No pics, I didn't bother to record any of them because there was no damage (other than the LCI) and no injuries and no mystery what happened.
Basically blowout 1: Round did not fully cycle on ejection, live round knocked out of magazine, pulled the bolt back, released, rim of loose live round hit the LCI's metal tab and fired.
Blowout 2: pretty much the same, but this time I was clearing the jam with a pick because the mag was stuck with a live round half in and partially chambered. When the spent case was pulled out, the live one jumped through the gap in the middle of the mag feed lips, and the bolt crushed it into the LCI. I was looking down at it at the time.
Blowout three, exactly the same as blowout 1.
I put on a Volquartzen exact edge extractor, and the failure to eject problem disappeared.

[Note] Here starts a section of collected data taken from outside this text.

PR #942, opened 2022-03-28
doc: allow building container images at anywhere under the demo folder

ttzeng:
The current [logic](https://github.com/intel/intel-device-plugins-for-kubernetes/blob/v0.23.0/Makefile#L158-L161) of building demo images requires the docker build materials are in the 1st level folder in the `demo` directory. This commit relaxes the limitation so that we can properly organize the demo images by plugin types [Phase 0].

Closes: #954

### DIFF
--- a/Makefile
+++ b/Makefile
@@ -177,10 +177,21 @@ $(images):
 
 images: $(images)
 
-demos = $(shell basename -a demo/*/)
+demo-images = $(patsubst demo/%/Dockerfile,%,$(shell find demo -name "Dockerfile"))
 
-$(demos):
-	@cd demo/ && ./build-image.sh $(REG)$@ $(BUILDER)
+define add-demo-build-target =
+target := $(notdir $(1))
+demos  := $(demos) $$(target)
+
+ifneq ("$(dir $(1))","./")
+$$(target): $(1)
+endif
+
+$(1):
+	@cd demo/ && ./build-image.sh $(REG)$$(notdir $$@) $(BUILDER) $$(dir $$@)
+endef
+
+$(foreach s,$(demo-images),$(eval $(call add-demo-build-target,$s)))
 
 demos: $(demos)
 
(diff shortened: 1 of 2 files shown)


bart0sh (approved):
/lgtm

mythi:
allowing this is not good from the Dockerfile maintenance point of view. I still think one directory for all "demo" Dockerfiles would work better

ttzeng:
> allowing this is not good from the Dockerfile maintenance point of view. I still think one directory for all "demo" Dockerfiles would work better

@mythi , I understood your concern on managing lots of folders containing only Dockerfiles, agree with you that having a directory for all Dockerfiles would help in that case. But right now we have 11 demo images for 8 plugin types, 5 of them require dedicated scripts during the build. If we host all Dockerfiles in a folder, and embed the container name in the Dockerfile filename, we may either use the same mechanism to host those supporting scripts in the same folder, or separate those scripts into subdirectories, either way require modifying the impacted Dockerfiles, and I doubt the effort is worthy... Or, do you have thoughts on managing those supporting scripts? Thanks.

PS: container images have supporting scripts :
* [fpga] [opae-nlb-demo](https://github.com/intel/intel-device-plugins-for-kubernetes/tree/main/demo/opae-nlb-demo)
* [qat] [crypto-perf](https://github.com/intel/intel-device-plugins-for-kubernetes/tree/main/demo/crypto-perf)
* [vpu] [ubuntu-demo-openvino](https://github.com/intel/intel-device-plugins-for-kubernetes/tree/main/demo/ubuntu-demo-openvino)
* [dlb] [dlb-libdlb-demo](https://github.com/intel/intel-device-plugins-for-kubernetes/tree/main/demo/dlb-libdlb-demo), [dlb-dpdk-demo](https://github.com/intel/intel-device-plugins-for-kubernetes/tree/main/demo/dlb-dpdk-demo)

ttzeng:
I got an idea to build demo images using the same docker build mechanism for plugin images, so I'm closing this PR for now.

PR #953, opened 2022-03-31
doc: [QAT] correct build instruction of crypto-perf test image

ttzeng:
The `crypto-perf` test image is under the `demo` folder, it should be built with `make` command.


mythi (approved):

mythi (dismissed):

mythi:
@ttzeng should we update dlb README too? If we do, then let's drop `[QAT][VPU]` prefix.

ttzeng:
> @ttzeng should we update dlb README too? If we do, then let's drop `[QAT][VPU]` prefix.

I was thinking to correct only qat and vpu portions as they build the test images with `build-image.sh` script. The dlb README lists `dlb-libdlb-demo` and `dlb-dpdk-demo` test images with no build instructions, but we definitely can add to make it clear.

mythi (approved):

bart0sh (approved):
/lgtm

Issue #954, opened 2022-04-01
doc: break the constraint of test images


ttzeng:
In the current `Makefile`, names of level-1 subdirectories under the `demo` folder are collected and set as make targets for building the test images, regardless whether the subdirectories contain docker build files. This implication together with the associated yaml files and the configuration files leads to a very flat `demo` directory:
```
demos = $(shell basename -a demo/*/)

$(demos):
	@cd demo/ && ./build-image.sh $(REG)$@ $(BUILDER)
```

To organize the demo content by device types, we need to break this constraint but still keep the valid make targets (i.e. `make demos` and `make <test-image-name>`)

Issue #938, opened 2022-03-24
doc: proposal to restructure the content in the demo folder


ttzeng:
Unlike each plugin implementation has dedicated folders under the `cmd/` directory to host the documents of each device plugin, all the testing containers, demo scripts, configurations, and yaml files are flat scattered in the `demo/` directory with a single `readme.md` description file, this leads to a very lengthy readme file and an unorganized `demo/` directory in the repository.

We are proposing to restructure the current `demo/` directory to group resources for the same plugin type in a single subdirectory tree. For instance, create a new `demo/qat_plugin/` directory and move all the qat demo related resources in there, including the screencast scripts, K8s configuration files, and the existing folders containing the testing Docker build contexts. The following are the proposed working items in high level:

* create a new root subdirectory for each plugin type under the current demo folder.
* move the files designed for the same plugin type to the new root.
* update the hyperlinks of the moved files in the demo `readme.md` file.
* update a few hyperlinks of the moved files in some of the plugin `README.md` files.

Does it make sense? or while we take a stab at restructuring the content in the demo folder, any suggestions would be very appreciated.

msivosuo:
Hi, this sounds good to me! Agreeably our demo section has ben growing together with the amount of plugins and creating a more scalable structure is a very welcome idea.

mythi:
> modify `Makefile` rules to build demo containers' images not limited in the level-1 folders.

my preference would be to make it like the plugin images: one directory for all Dockerfiles and the filename defines the image name. one other thing to consider is would we want something like `build/plugin-images` and `build/application-images`. Some of the "demo" images are more than just demos these days, we use them in e2e validation as well.

ttzeng:
@mythi I am afraid keeping Dockerfiles along may not be sufficient, some demo images have their own entry scripts (e.g. [dlb-dpdk-demo](https://github.com/intel/intel-device-plugins-for-kubernetes/tree/main/demo/dlb-dpdk-demo)), if we host all files together with the Dockerfiles, that may lead to an unorganized folder. How do you think?

mythi:
> @mythi I am afraid keeping Dockerfiles along may not be sufficient, some demo images have their own entry scripts
> (e.g. [dlb-dpdk-demo](https://github.com/intel/intel-device-plugins-for-kubernetes/tree/main/demo/dlb-dpdk-demo)), if we host all files together with the Dockerfiles, that may lead to an unorganized folder.
> How do you think?

[...]

PR #956, opened 2022-04-03
build: build demo/app images using the same Dockerfile naming as plugins

ttzeng:
1. The "[demos](https://github.com/intel/intel-device-plugins-for-kubernetes/blob/v0.23.0/Makefile#L158-L161)" make target in the Makefile implies the docker build materials of demo images must be in the level-1 subdirectories under the `demo` folder, which prevents us to categorize demo images by plugin types, and leads to an **unorganized** `demo` directory.
2. To ease of Dockerfile maintenance, the current design uses single directory `build/docker/` to host all Dockerfiles of plugin images, and uses the filename to define the image name. We'd like to pursue the same logic for building the demo images, though the mechanism has to be extended to build images with given contexts.
3. The current `build-image.sh` script [assumes](https://github.com/intel/intel-device-plugins-for-kubernetes/blob/release-0.23/build/docker/build-image.sh#L5) the image Dockerfiles are in the same folder as the script. To reuse the script for building both the plugin images and the app images, we need to pass the paths of the Dockerfiles to the script and decouple the use of the script's pathname.
4. Some demo images have been used in the e2e validation, which are more than just demos, so we'd like to move them out of the `demo` directory.

This commit creates a layout and make rules for building demo/app images using a similar mechanism used for building the plugin images as illustrated:
```
build +- /build-image.sh <-- modified script to decouple the script's path from the Dockerfiles folder
      +- /plugin-images/ <-- previous build/docker/ directory containing Dockerfiles of plugin images
      |
      +- /app-images +- /image1.Dockerfile  <-- Dockerfile only for images with empty build context
                     |- /image2.Dockerfile  <-- If a peer directory with the same image name is present, then
                     |                          that directory will be used as the context for docker build
                     +- /image2 +- /file    <-- files/scripts used by docker build
                                +- /...     <-- other files in the build context
```

Closes: #954


mythi:
@ttzeng thanks! I think this is the right approach. I could we have only one `build-image.sh`?

ttzeng:
> @ttzeng thanks! I think this is the right approach. I could we have only one `build-image.sh`?

@mythi , since the original script uses its path to locate the Dockerfiles, I think we would need to pass that path to the script, so that we can reuse it for both plugin-images and app-images. I've changed the calling convention of the script, please review and comment. Thanks.

Makefile
```diff
@@ -165,22 +165,22 @@ ifeq ($(TAG),devel)
...
+images = $(shell basename -s .Dockerfile -a build/plugin-images/*.Dockerfile)
 
 skipbaselayercheck = intel-vpu-plugin intel-qat-plugin-kerneldrv intel-idxd-config-initcontainer
 distroless_images = $(patsubst %,$(REG)%\:$(TAG),$(filter-out $(skipbaselayercheck),$(images)))
 test-image-base-layer:
 	@for img in $(distroless_images); do scripts/test-image-base-layer.sh $$img $(BUILDER) || exit 1; done
 
 $(images):
-	@build/docker/build-image.sh $(REG)$@ $(BUILDER) $(EXTRA_BUILD_ARGS)
+	@build/build-image.sh $(REG)build/plugin-images/$@.Dockerfile $(BUILDER) $(EXTRA_BUILD_ARGS)
```
mythi, line 176: things could be simpler if 
```suggestion
	@cd build/plugin-images && ../build-image.sh $(REG)$@ $(BUILDER) $(EXTRA_BUILD_ARGS)
```

and `DOCKERFILE` becomes just `$(basename ${IMG}.Dockerfile)`. context does not need to change either with this approach. what do you think?

ttzeng: @mythi , thanks for the comment. I tried that, but it doesn't work with the following error, so it looks to me the plugin images require copying the entire repo to the docker build context and building from there, so we need to invoke the `docker build` from root of the repo:
```
...
Step 7/19 : WORKDIR $DIR
 ---> Running in 00702c766904
Removing intermediate container 00702c766904
 ---> d9c722c97482
Step 8/19 : COPY . .
 ---> 09b64f78c86e
Step 9/19 : RUN cd cmd/operator; GO111MODULE=${GO111MODULE} CGO_ENABLED=0 go install "${BUILDFLAGS}"; cd -
 ---> Running in fedde959ed1c
/bin/sh: 1: cd: can't cd to cmd/operator
go: go.mod file not found in current directory or any parent directory; see 'go help modules'
/intel-device-plugins-for-kubernetes
Removing intermediate container fedde959ed1c
```

mythi: ah, right. the build context must be set to the repo root: `$(dirname $0)/../`

bart0sh:
@ttzeng thank you for the PR! The approach looks good to me so far. It's much more structured and easy to use than the current one.

build/build-image.sh
```diff
@@ -21,19 +25,25 @@ if [ "$1" = 'docker' -o "$1" = 'buildah' ]; then
     shift
 fi
 
+if [ -d "$DPATH/$REPO" ]; then
+    CONTEXT="$DPATH/$REPO"
+else
+    CONTEXT="."
+fi
+
```
bart0sh, line 33: Can you elaborate on this hunk please? It looks quite implicit for me from the first look.

ttzeng: @bart0sh , thanks for reviewing. I should add comments in the script... Here is the idea:
Check whether there is a directory at the same path as the Dockerfile, and that directory has the same name as the Dockerfile except the suffix, then use that directory as the build context, otherwise use the current working directory while runs the script as the build context.

ttzeng: > would it be simpler to keep the context the same for all and just update the Dockerfile `ADD`s? the context path could be narrowed to `plugin-images` or `app-images` to shorten the `ADD` paths to be relative to the Dockerfile itself?

If I understand those Dockerfiles correctly, plugin images are built from the source under the `cmd/<plugin name>/` directory, which is outside of `build/plugin-images/` folder. Or, are you referring to move the plugin directories under `cmd/` to the `build/plugin-images/` folder?
```
...
RUN cd cmd/qat_plugin; GO111MODULE=${GO111MODULE} CGO_ENABLED=0 go install "${BUILDFLAGS}"; cd -
RUN install -D /go/bin/qat_plugin /install_root/usr/local/bin/intel_qat_device_plugin \
    && install -D ${DIR}/LICENSE /install_root/licenses/intel-device-plugins-for-kubernetes/LICENSE \
    && GO111MODULE=on go install github.com/google/go-licenses@v1.0.0 && go-licenses save "./cmd/qat_plugin" --save_path /install_root/licenses/go-licenses
...
```

bart0sh: > ... otherwise use the current working directory while runs the script as the build context.

sounds a bit cumbersome to me. When we'd need to use current directory as a build context?

ttzeng: The consideration was based on 3 scenarios:
1. the GPU plugin image's Dockefile is `/build/plugin-images/intel-gpu-plugin.Dockerfile`, which requires files in `/cmd/gpu_plugin/` in the build context, and it's outside of `/build/` directory, so we need to change directory to `/` before running the `build-image.sh` script.
2. In contrast to the previous case, the GPU demo image is `/build/app-images/intel-opencl-icd.Dockerfile`, which doesn't require anything, so we change the working directory to `/build/app-images/` before running the script.
3. Images like `/build/app-images/ubuntu-demo-openvino.Dockerfile` require separate script (e.g. `do_classification.sh`) in the context, so we create a sibling directory `/build/app-images/ubuntu-demo-openvino/` containing that script. Since this sibling directory has the same basename as the Dockerfile, so it will be used as the context.

mythi: > > would it be simpler to keep the context the same for all and just update the Dockerfile `ADD`s? the context path could be narrowed to `plugin-images` or `app-images` to shorten the `ADD` paths to be relative to the Dockerfile itself?
> 
> If I understand those Dockerfiles correctly, plugin images are built from the source under the `cmd/<plugin name>/` directory, which is outside of `build/plugin-images/` folder. Or, are you referring to move the plugin directories under `cmd/` to the `build/plugin-images/` folder?

Right, I missed that "item 1." case (thanks for the nice summary btw!). I think item 3. can be merged into 1. by making changes to those demo files that add scripts.

If we agree on the rule that the build context is the repo root, the original script can be used almost as is:

```
+++ b/build/build-image.sh
@@ -2,7 +2,7 @@
 
 IMG=$1
 
-DOCKERFILE="$(dirname $0)/$(basename ${IMG}).Dockerfile"
+DOCKERFILE="$(basename ${IMG}.Dockerfile)"
 
 if [ -z "$IMG" ]; then
     (>&2 echo "Usage: $0 <Dockerfile>")
@@ -24,16 +24,18 @@ fi
 TAG=${TAG:-devel}
 
 BUILD_ARGS=$@
-if [ -d $(dirname $0)/../../vendor ] ; then
+REPO_ROOT=$(dirname $0)/..
+
+if [ -d "${REPO_ROOT}/vendor" ] ; then
     echo "Building images with vendored code"
     BUILD_ARGS="${BUILD_ARGS} --build-arg DIR=/go/src/github.com/intel/intel-device-plugins-for-kubernetes --build-arg GO111MODULE=off"
 fi
 
 BUILD_ARGS="${BUILD_ARGS} --build-arg FINAL_BASE=gcr.io/distroless/static"
 if [ -z "${BUILDER}" -o "${BUILDER}" = 'docker' ] ; then
-    docker build --pull -t ${IMG}:${TAG} ${BUILD_ARGS} -f ${DOCKERFILE} .
+    docker build --pull -t ${IMG}:${TAG} ${BUILD_ARGS} -f ${DOCKERFILE} ${REPO_ROOT}
 elif [ "${BUILDER}" = 'buildah' ] ; then
-    BUILDAH_RUNTIME=runc buildah bud --pull-always -t ${IMG}:${TAG} ${BUILD_ARGS} -f ${DOCKERFILE} .
+    BUILDAH_RUNTIME=runc buildah bud --pull-always -t ${IMG}:${TAG} ${BUILD_ARGS} -f ${DOCKERFILE} ${REPO_ROOT}
 else
     (>&2 echo "Unknown builder ${BUILDER}")
     exit 1
```

given the `Makefile` (and `ADD` path changes in some of the app-images):

```
diff --git a/Makefile b/Makefile
index 4a0d6ae..2e2c360 100644
--- a/Makefile
+++ b/Makefile
@@ -165,7 +165,7 @@ ifeq ($(TAG),devel)
        @$(BUILDER) pull ubuntu:20.04
 endif
 
-images = $(shell basename -s .Dockerfile -a build/docker/*.Dockerfile)
+images = $(shell basename -s .Dockerfile -a build/plugin-images/*.Dockerfile)
 
 skipbaselayercheck = intel-vpu-plugin intel-qat-plugin-kerneldrv intel-idxd-config-initcontainer
 distroless_images = $(patsubst %,$(REG)%\:$(TAG),$(filter-out $(skipbaselayercheck),$(images)))
@@ -173,14 +173,14 @@ test-image-base-layer:
        @for img in $(distroless_images); do scripts/test-image-base-layer.sh $$img $(BUILDER) || exit 1; done
 
 $(images):
-       @build/docker/build-image.sh $(REG)$@ $(BUILDER) $(EXTRA_BUILD_ARGS)
+       @cd build/plugin-images && ../build-image.sh $(REG)$@ $(BUILDER) $(EXTRA_BUILD_ARGS)
 
 images: $(images)
 
-demos = $(shell basename -a demo/*/)
+demos = $(shell basename -s .Dockerfile -a build/app-images/*.Dockerfile)
 
 $(demos):
-       @cd demo/ && ./build-image.sh $(REG)$@ $(BUILDER)
+       @cd build/app-images && ../build-image.sh $(REG)$@ $(BUILDER)
```

mythi: > > would it be simpler to keep the context the same for all and just update the Dockerfile `ADD`s? the context path could be narrowed to `plugin-images` or `app-images` to shorten the `ADD` paths to be relative to the Dockerfile itself?
> 
> If I understand those Dockerfiles correctly, plugin images are built from the source under the `cmd/<plugin name>/` directory, which is outside of `build/plugin-images/` folder. Or, are you referring to move the plugin directories under `cmd/` to the `build/plugin-images/` folder?

Right, I missed that "item 1." case (thanks for the nice summary btw!). I think item 3. can be merged into 1. by making changes to those demo files that add scripts.

If we agree on the rule that the build context is the repo root, the original script can be used almost as is:

```
+++ b/build/build-image.sh
@@ -2,7 +2,7 @@
 
 IMG=$1
 
-DOCKERFILE="$(dirname $0)/$(basename ${IMG}).Dockerfile"
+DOCKERFILE="$(basename ${IMG}.Dockerfile)"
 
 if [ -z "$IMG" ]; then
     (>&2 echo "Usage: $0 <Dockerfile>")
@@ -24,16 +24,18 @@ fi
 TAG=${TAG:-devel}
 
 BUILD_ARGS=$@
-if [ -d $(dirname $0)/../../vendor ] ; then
+REPO_ROOT=$(dirname $0)/..
+
+if [ -d "${REPO_ROOT}/vendor" ] ; then
     echo "Building images with vendored code"
     BUILD_ARGS="${BUILD_ARGS} --build-arg DIR=/go/src/github.com/intel/intel-device-plugins-for-kubernetes --build-arg GO111MODULE=off"
 fi
 
 BUILD_ARGS="${BUILD_ARGS} --build-arg FINAL_BASE=gcr.io/distroless/static"
 if [ -z "${BUILDER}" -o "${BUILDER}" = 'docker' ] ; then
-    docker build --pull -t ${IMG}:${TAG} ${BUILD_ARGS} -f ${DOCKERFILE} .
+    docker build --pull -t ${IMG}:${TAG} ${BUILD_ARGS} -f ${DOCKERFILE} ${REPO_ROOT}
 elif [ "${BUILDER}" = 'buildah' ] ; then
-    BUILDAH_RUNTIME=runc buildah bud --pull-always -t ${IMG}:${TAG} ${BUILD_ARGS} -f ${DOCKERFILE} .
+    BUILDAH_RUNTIME=runc buildah bud --pull-always -t ${IMG}:${TAG} ${BUILD_ARGS} -f ${DOCKERFILE} ${REPO_ROOT}
 else
     (>&2 echo "Unknown builder ${BUILDER}")
     exit 1
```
Issue #964, opened 2022-04-16
doc: decouple the use of screencast filenames for flexibility


ttzeng:
Right now screencast files use the filenames directly. We are proposing the use of default shell argument `$0` for flexibility, and also avoid error prone. Found 3 mismatches, one of them is `sh ./qat-dp-demo.sh play` used in the file `screencast-qat-dpdk.sh`.

PR #965, opened 2022-04-16
doc: use shell argument $0 instead of embedded filenames in the screencast files

ttzeng:
This commit improves the screencast files by using the shell argument `$0` to represent the actual script filenames.

Closes: #964

### DIFF
--- a/demo/screencast-sgx.sh
+++ b/demo/screencast-sgx.sh
@@ -40,7 +40,7 @@ record()
 {
   clear
   out 'Record this screencast'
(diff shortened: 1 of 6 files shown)


demo/screencast-sgx.sh
```diff
@@ -148,4 +148,5 @@ elif [ "$1" == 'record' ] ; then
   record
 else
    echo 'Usage: screencast-sgx.sh [--help|help|-h] | [play [<screen number>]] | [cleanup] | [record]'
```
mythi, line 150: drop?

mythi:
one nit but otherwise LGTM

demo/screencast-sgx.sh
ttzeng: oops, thanks!

mythi (approved):

PR #484, opened 2024-05-21
Use an explicit server image tag when provided

tdeebswihart:
## What was changed

When running against a provided docker image we now use the _explicit_ image tag I've embedded in our artifacts rather than `latest`.

## Why?

While adding feature tests to our [builds repo](https://github.com/temporalio/docker-builds/pull/200) I discovered that running `latest` doesn't always run the actual image we've loaded. It seems to be running the latest version we've pushed to dockerhub rather than the locally tagged `latest` version.

If this is true (it's what my testing indicates), then we aren't testing the image we think we are in the server's CI. This will fix that, however


dockerfiles/docker-compose.for-server-image.yaml
```diff
@@ -4,7 +4,7 @@ version: '3.5'
 
 services:
   temporal-server:
-    image: temporaliotest/auto-setup:latest
+    image: temporaliotest/auto-setup:${IMAGE_TAG:-latest}
```
Sushisource, line 7: Where does the dash come from?

Sushisource (approved):
Makes sense to me

dockerfiles/docker-compose.for-server-image.yaml
tdeebswihart: https://docs.docker.com/compose/environment-variables/env-file/#interpolation

tdeebswihart:
Hrm, it looks like `uses` won't work like this when called cross-repo: https://github.com/temporalio/docker-builds/actions/runs/9177587129/job/25235699370?pr=200

That's obnoxious

dockerfiles/docker-compose.for-server-image.yaml
Sushisource: Ah, got it. That syntax is, well, it's a syntax.

Sushisource:
> Hrm, it looks like `uses` won't work like this when called cross-repo: https://github.com/temporalio/docker-builds/actions/runs/9177587129/job/25235699370?pr=200
> 
> That's obnoxious

Yah I want to say that's why I didn't do it that way in the first place. GH Actions has some very weird limitations.

tdeebswihart:
> > Hrm, it looks like `uses` won't work like this when called cross-repo: https://github.com/temporalio/docker-builds/actions/runs/9177587129/job/25235699370?pr=200
> > That's obnoxious
> 
> Yah I want to say that's why I didn't do it that way in the first place. GH Actions has some very weird limitations.

Yeah. I've ripped it out with my latest commit. That's deeply unfortunate

Maybe we should rewrite our workflows in Temporal :P

tdeebswihart:
The final action passed (see https://github.com/temporalio/features/actions/runs/9178336653/job/25238013805?pr=484), the above is out of date.

Issue #455, opened 2024-04-15
[Feature Request] Consider TLS handshake failures as worker-fatal errors


cretz:
### Describe the solution you'd like

On any TLS failure do the normal retry we should do for all worker poll calls, then consider it a fatal error to fail the worker. Do not retry TLS handshake issues forever.

### Per-SDK Tickets

- [ ] Go - TODO
- [ ] Java - TODO
- [ ] Core - TODO
- [ ] TypeScript - N/A
- [x] Python - N/A
- [x] .NET - N/A
- [x] PHP - N/A
- [x] Temporal CLI - N/A

PR #490, opened 2024-06-05
Test Go and Java SDK client retry behavior

Quinn-With-Two-Ns:
Test Go and Java SDK client retry behavior:
* Add a gRPC proxy to inject various failure scenarios
* Renamed some stuff to distinguish this proxy from the http proxy used for some other tests
* Test can declare they want the proxy, and if so if they want to use it as their default connection
* Proxy is spun up as part of the harness only if needed and tests would only use it if they ask


cretz (approved):
Nice. I plan on leveraging this for https://github.com/temporalio/features/issues/455 where I'll  have an HTTP endpoint on the control to fail TLS handshakes. So I may end up needing have the same proxy listen on a TLS-enabled listener too that I can tweak the TLS config on. But I don't think it'll be that hard to plug into this existing one (I hope it's just adding a new listener that's https://pkg.go.dev/crypto/tls#NewListener over the existing one).

PR #502, opened 2024-06-25
Update Java SDK

Quinn-With-Two-Ns:
Update Java SDK to v1.24.0


harness/go/history/history.go
```diff
@@ -225,6 +225,8 @@ func scrubRunSpecificScalars(v interface{}) {
 	case *history.ActivityTaskStartedEventAttributes:
 		v.Identity = ""
 		v.RequestId = ""
+		// Disable because cloud may truncate this value
+		v.LastFailure = nil
```
Quinn-With-Two-Ns, line 229: Note, this has nothing to do with upgrading the SDK, this is because Cloud changed a config

Sushisource (approved):

PR #509, opened 2024-07-10
Don't use class attributes for mutable workflow state

dandavison:
We should not use class attributes for mutable workflow state since they are shared between workflow instances within the same worker process. Even if multiple concurrent instances are unlikely in these examples, this repo may be used by users as a source of code examples.


cretz (approved):
_Technically_ the sandbox should keep the state isolated, but I agree it is bad practice (as are all mutable globals in a workflow).

PR #511, opened 2024-07-22
Upgrade Go SDK to 1.28.1

bergundy:


Quinn-With-Two-Ns:
Shouldn't you upgrade the SDK here as well https://github.com/temporalio/features/blob/main/go.mod?

bergundy:
> Shouldn't you upgrade the SDK here as well https://github.com/temporalio/features/blob/main/go.mod?

Done.

Quinn-With-Two-Ns:
I always update these as well, not  sure if it is strictly necessary? 

https://github.com/temporalio/features/blob/main/harness/go/go.mod

https://github.com/temporalio/features/blob/main/features/go.mod

Quinn-With-Two-Ns (approved):

bergundy:
> I always update these as well, not sure if it is strictly necessary?
> 
> https://github.com/temporalio/features/blob/main/harness/go/go.mod
> 
> https://github.com/temporalio/features/blob/main/features/go.mod

Thanks, done.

I only informed Ruger about the first blowout, they didn't send replacement parts, so I reinstalled the old ones and called it good. Again, thousands of rounds between incidents. After the last one I left a hole where the LCI was for a few years, and eventually decided to fix it while I was overhauling my GP's springs. The new parts from Ruger were smaller, and didn't seem likely to cause that problem. MANY thousands of rounds later, no problems with it.
I do not intent to badmouth Ruger about this. This MKlll is and EXCELLANT pistol. The only badwill I have to Ruger is that they discontinued it. I am pissed off about that, I would have bought 5 when they were $260. It seems I got a bad part, and anyone can make a bad part. I did not press ruger for a replacement, I'm sure if I did I would have gotten it, but I'm also sure I would have had to send it in to them. Given I was shooting 300 rounds a week through it at the time, I would rather have a hole in the side.
As for the LCI danger, I attached a pic, and you can see the large metal tag that contacts the rim. If the live cartridge is pinched in the rim between that and the bolt, it will fire. The only seems to happen when clearing a malfunction where the live round is half in the mag, and can slip out of the two part feed lips, into the path of the LCI.